У Долинского вдруг похолонуло в сердце.
– Отвечайте же! Ведь это вы мне эту алгебру-то натолковали, – сказала еще более сердито Дора.
Нестор Игнатьевич совсем не знал, что сказать. «Вот оно! Вот оно мое воспитание-то! Вот он мой характер-то! Ничего не умею сделать вовремя; ни в чем не могу найтись!»—размышлял он, ломая пальцы, но на выручку его не являлось никакой случайности, никакой счастливой мысли.
– А любит Д, и Д любит А! Б любит А, но А уже не любит этого Б, потому что он любит Д. Что же теперь делать?
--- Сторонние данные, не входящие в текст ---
Issue #7568, opened 2023-11-16
feat: disable always-failing CI runs in forks


NickCrews:
### Is your feature request related to a problem?

In my fork, some CI workflows always fail because only the upstream repo has the correct permissions, etc.

For example, it doesn't make sense for my fork to be uploading to GCS on a corn job: https://github.com/NickCrews/ibis/actions/runs/6885281429/workflow

nor this workflow:
https://github.com/NickCrews/ibis/actions/runs/6366788904/workflow

Can we add some `if` to this workflow so it only runs on the upstream repo?

I think this should work:

```
jobs:
  publish:
    if: github.repository_owner == 'ibis-project'
```

Thanks!

### Describe the solution you'd like

See above

### What version of ibis are you running?

main

### What backend(s) are you using, if any?

NA

### Code of Conduct

- [X] I agree to follow this project's Code of Conduct

cpcloud:
Thanks for the issue! Happy to accept a PR!

PR #7569, opened 2023-11-16
chore(ci): skip bad CI runs on forks

NickCrews:
These CI workflows don't make sense to run on forks. As a fork owner,
I get emails every time these flows fail.
Let's save some junk emails and some
wasted electricity.

Double check me that I picked out the right workflows to skip, and that I didn't miss other ones.

fixes https://github.com/ibis-project/ibis/issues/7568

### DIFF
--- a/.github/workflows/conda-lock.yml
+++ b/.github/workflows/conda-lock.yml
@@ -8,6 +8,7 @@ on:
 
 jobs:
   condalock:
+    if: github.repository_owner == 'ibis-project'
     runs-on: ubuntu-latest
     strategy:
       matrix:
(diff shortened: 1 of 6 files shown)


.github/workflows/conda-lock.yml
```diff
@@ -49,7 +50,7 @@ jobs:
           path: ci/conda-lock/*/${{ matrix.python-version }}.lock
 
   condalock_pr:
-    if: github.event_name == 'schedule' || github.event_name == 'workflow_dispatch'
+    if: (github.repository_owner == 'ibis-project') && (github.event_name == 'schedule' || github.event_name == 'workflow_dispatch')
```
NickCrews, line 53: double check me here, I think we won't know if this fails until the cron fires.

cpcloud: That's true, but there's nothing we can do about it AFAIK.

cpcloud (approved):
LGTM, thanks!

cpcloud:
I think you got all the cron-based workflows, which are the problematic ones.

Что теперь делать?
Дора нервно дернулась и еще раздражительнее крикнула:
– Что, вы глухи, или глупы стали?
– Глуп, верно, – уронил Долинский.
– Ну, так поймите же без обиняков: я вас люблю.
– Дора! – вскрикнул Долинский и закрыл лицо руками.
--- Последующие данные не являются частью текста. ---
PR #7570, opened 2023-11-16
feat(exporting): allow passing writer_opts to PyArrow ParquetWriter and CSVWriter

jayceslesar:
Small tweak to allow passing of writer specific args/kwargs. Also fixes a typo

### DIFF
--- a/ibis/backends/base/__init__.py
+++ b/ibis/backends/base/__init__.py
@@ -547,7 +547,7 @@ class _FileIOHandler:
         import pyarrow.parquet as pq
 
         with expr.to_pyarrow_batches(params=params) as batch_reader:
-            with pq.ParquetWriter(path, batch_reader.schema) as writer:
+            with pq.ParquetWriter(path, batch_reader.schema, **kwargs) as writer:
                 for batch in batch_reader:
                     writer.write_batch(batch)
 
@@ -582,7 +582,7 @@ class _FileIOHandler:
         import pyarrow.csv as pcsv
 
         with expr.to_pyarrow_batches(params=params) as batch_reader:
-            with pcsv.CSVWriter(path, batch_reader.schema) as writer:
+            with pcsv.CSVWriter(path, batch_reader.schema, **kwargs) as writer:
                 for batch in batch_reader:
                     writer.write_batch(batch)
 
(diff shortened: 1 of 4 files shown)


ibis/backends/base/__init__.py
```diff
@@ -546,8 +546,9 @@ def to_parquet(
         self._import_pyarrow()
         import pyarrow.parquet as pq
 
+        writer_opts = kwargs.get("writer_opts", {})
         with expr.to_pyarrow_batches(params=params) as batch_reader:
-            with pq.ParquetWriter(path, batch_reader.schema) as writer:
+            with pq.ParquetWriter(path, batch_reader.schema, **writer_opts) as writer:
```
cpcloud, line 551: How about instead passing `**kwargs`?

ibis/backends/base/__init__.py
```diff
@@ -581,8 +582,9 @@ def to_csv(
         self._import_pyarrow()
         import pyarrow.csv as pcsv
 
+        writer_opts = kwargs.get("writer_opts", {})
         with expr.to_pyarrow_batches(params=params) as batch_reader:
-            with pcsv.CSVWriter(path, batch_reader.schema) as writer:
+            with pcsv.CSVWriter(path, batch_reader.schema, **writer_opts) as writer:
```
cpcloud, line 587: Same as the Parquet version: How about instead passing `**kwargs`?

cpcloud (changes requested):
Thanks for PR!

Can you add a test, one for each of parquet and csv code paths? Putting them in `ibis/backends/tests/test_export.py` is fine.

ibis/backends/base/__init__.py
jayceslesar, line 551:
```suggestion
            with pq.ParquetWriter(path, batch_reader.schema, **kwargs) as writer:
```

ibis/backends/base/__init__.py
jayceslesar, line 587:
```suggestion
            with pcsv.CSVWriter(path, batch_reader.schema, **kwargs) as writer:
```

jayceslesar:
Working on adding tests but have had to exclude duckdb as its export options are not the same as pyarrow https://duckdb.org/docs/sql/statements/copy#csv-options

jayceslesar:
Heads up this is failing because the duckdb backend doesnt use the writers it just uses the duckdb copy kwargs, so I think we should exclude duckdb from this test unless we wanted it to dump normally, and then iterate the output in batches and stream to the parquet writer 🤷

cpcloud:
I opted for excluding duckdb from the tests you added.

Thank you for address my feedback!

cpcloud (approved):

– Слушай же далее, – продолжала серьезно Дора, – ты сам меня любишь, и ее ты не будешь любить, ты не можешь ее любить, пока я живу на свете!.. Чего ж ты молчишь? Разве это сегодня только сделалось! Мы страдаем все трое—хочешь, будем счастливы двое? Ну…
Долинский, не отрывая рук от глаз, уныло качал головою.
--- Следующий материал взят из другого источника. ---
PR #7574, opened 2023-11-17
feat(flink): implement nested schema support

chloeh13q:
Implement support for nested schema (`ROW`).

### DIFF
--- a/ibis/backends/flink/registry.py
+++ b/ibis/backends/flink/registry.py
@@ -4,7 +4,13 @@ from typing import TYPE_CHECKING
 
 import ibis.common.exceptions as com
 import ibis.expr.operations as ops
-from ibis.backends.base.sql.registry import aggregate, fixed_arity, helpers, unary
+from ibis.backends.base.sql.registry import (
+    aggregate,
+    fixed_arity,
+    helpers,
+    quote_identifier,
+    unary,
+)
 from ibis.backends.base.sql.registry import (
     operation_registry as base_operation_registry,
 )
@@ -15,6 +21,12 @@ if TYPE_CHECKING:
     from ibis.backends.base.sql.compiler import ExprTranslator
 
 operation_registry = base_operation_registry.copy()
+
+
+def type_to_sql_string(tval):
+    if tval.is_array():
+        return f"array<{helpers.type_to_sql_string(tval.value_type)}>"
+    return helpers.type_to_sql_string(tval)
 
 
 def _not(translator: ExprTranslator, op: ops.Node) -> str:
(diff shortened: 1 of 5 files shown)


ibis/backends/flink/registry.py
```diff
@@ -454,6 +467,8 @@ def _timestamp_from_ymdhms(
     # ibis.expr.operations.numeric
     ops.IsNan,
     ops.IsInf,
+    # ibis.expr.operations.reductions
+    ops.ArrayCollect,
```
deepyaman, line 471: Why do you need to add this? It doesn't exist in the base registry to begin with, so it has no real effect.

ibis/backends/flink/registry.py
```diff
@@ -61,10 +67,11 @@ def _cast(translator: ExprTranslator, op: ops.generic.Cast) -> str:
...
         return arg_translated
-
-    from ibis.backends.base.sql.registry.main import cast
-
-    return cast(translator=translator, op=op)
+    elif op.arg.dtype.is_temporal() and op.to.is_int64():
+        return f"1000000 * unix_timestamp({arg_translated})"
+    else:
+        sql_type = type_to_sql_string(op.to)
+        return f"CAST({arg_translated} AS {sql_type})"
```
deepyaman, line 74: What are these changes for? I'd need to double check (too many things change, so I could be misremembering), but I feel like I removed the very specific timestamp-to-int64 cast previously, because it was breaking some tests.

ibis/backends/flink/registry.py
```diff
@@ -382,6 +389,11 @@ def _timestamp_from_ymdhms(
     return f"CAST({concat_string} AS TIMESTAMP)"
 
 
+def _struct_field(translator, op):
+    arg = translator.translate(op.arg)
+    return f"{arg}.`{op.field}`"
```
deepyaman, line 394: Should this use `quote_identifier`?

ibis/backends/flink/registry.py
chloeh13q: This is exactly what `cast(translator=translator, op=op)` does. I just copied [the code from the function](https://github.com/ibis-project/ibis/blob/master/ibis/backends/base/sql/registry/main.py#L103C1-L110C54) instead of importing and using `cast`, because I need to override the implementation for `type_to_sql_string(op.to)`.

ibis/backends/flink/registry.py
chloeh13q: I took this code from BigQuery, but sure I can change it to `quote_identifier`.

ibis/backends/flink/registry.py
```diff
@@ -17,6 +23,12 @@
 operation_registry = base_operation_registry.copy()
 
 
+def type_to_sql_string(tval):
+    if tval.is_array():
+        return f"array<{helpers.type_to_sql_string(tval.value_type)}>"
+    return helpers.type_to_sql_string(tval)
```
cpcloud, line 29: Eventually we should use the SchemaMapper and TypeMapper classes for this kind of thing, but not a blocker for this PR.

cpcloud (approved):
LGTM!

@deepyaman Can you resolve your comment if it's addressed? I'll merge after that!

deepyaman:
> LGTM!
> 
> @deepyaman Can you resolve your comment if it's addressed? I'll merge after that!

I can't seem to resolve it, but I'm good!

chloeh13q:
@cpcloud Just rebased this PR. Should be ready for merge!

– Я ведь видела, как ты хотел целовать мое лицо, – проговорила Дора, поворачивая к себе за плечо Долинского, – ну, вот оно—целуй его: я люблю тебя.
– Дора, Дора, что вы со мной делаете? – шептал Долинский, еще крепче прижимая к лицу свои ладони.
Дорушка не проронила ни слова, но Долинский почувствовал на своих плечах обе ее руки и ее теплое дыхание у своего лба.
– Дора, пощадите меня, пощадите! Это выше сил человеческих, – выговорил, задыхаясь, Долинский.
– Незачем! – страстно произнесла Дора и, сильно оторвав руки Долинского, жарко поцеловала его в губы.
– Любишь? – спросила она, откинув немножко свою голову.
– Ну, будто вы не видите! – робко отвечал Долинский, трепетно наклоняя свое лицо к руке Доры.
Даша тихонько отодвинула его от себя и, глядя ему прямо в глаза, проговорила:
– А Аня?
Долинский молчал.
– Долинский, а что же Аня?
– Вы надо мной издеваетесь, – проронил, бледнея, Долинский.
– Она тебя так любит…
– О, боже мой, какие злые шутки!
– А я люблю тебя еще больше, – досказала Дора. – Я люблю тебя, как никто не любит на свете; я люблю тебя, как сумасшедшая, как бешеная!
Дора неистово обхватила его голову и впилась в него бесконечным поцелуем.
– Небо… небеса спускаются на землю! – шептала она, сгорая под поцелуями.
Лепет прерывал поцелуи, поцелуи прерывали лепет. Головы горели и туманились; сердца замирали в сладком томленьи, а песочные часы Сатурна пересыпались обыкновенным порядком, и ночь раскинула над усталой землей свое прохладное одеяло. Давно пора идти было домой.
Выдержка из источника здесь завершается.